**ASSIGNED TASK**.
What lines in the entries below contain the word "domains"? Copy all of them.

**DATA PROVIDED**.

↓↓↓

Issue #425, opened 2023-03-06
Certificates and wildcard domains


noamblitz:
Subject Alternative Names must be created for each domain when a certificate has a wildcard in it

noamblitz:
Few thoughts:

There should be a coupling (other than Subject Alternative Names) between certificates and hostnames. This means changing the current model to support that, which is a risk because of migrations.

So the subjects and the SANS should be of type str with a coupling OOI between those and Hostnames. Problem is that bits can not query XTDB with plain text, which means that for "normal" subjects and sans can be added easily, but wildcard domains not.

↑↑↑

**ANSWER TO THE EXERCISE**.
Certificates and wildcard domains
So the subjects and the SANS should be of type str with a coupling OOI between those and Hostnames. Problem is that bits can not query XTDB with plain text, which means that for "normal" subjects and sans can be added easily, but wildcard domains not.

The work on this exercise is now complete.